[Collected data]
PR #3001, opened 2022-06-27
Add baremetal to provenance generation workflow

rbehjati:
* Adds a new xtask command for building the baremetal loader. Note: it builds the `debug` version, as `cargo build --release` fails with "permission denied" error.
* Adds `baremetal_build.toml`, a new static build config similar to `build.toml`, but for baremetal.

Work instructions
Copy the records exactly, keeping every word in place.

Solution below
PR #3001, opened 2022-06-27
Add baremetal to provenance generation workflow

rbehjati:
* Adds a new xtask command for building the baremetal loader. Note: it builds the `debug` version, as `cargo build --release` fails with "permission denied" error.
* Adds `baremetal_build.toml`, a new static build config similar to `build.toml`, but for baremetal.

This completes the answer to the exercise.